What to produce -> Find and copy each line of the records where the string "margin" shows up.

Data for processing ->
PR #400, opened 2021-05-16
Add custom margin support on all panels

Mubelotix:
It was not possible to set margin on side panels. 

## Example

```rust
egui::SidePanel::left("my_side_panel", 0.0).margin(vec2(5.0, 3.0)).show(ctx, |ui| {
    ui.label("Hello World!");
});
```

Result ->
Add custom margin support on all panels
It was not possible to set margin on side panels. 
egui::SidePanel::left("my_side_panel", 0.0).margin(vec2(5.0, 3.0)).show(ctx, |ui| {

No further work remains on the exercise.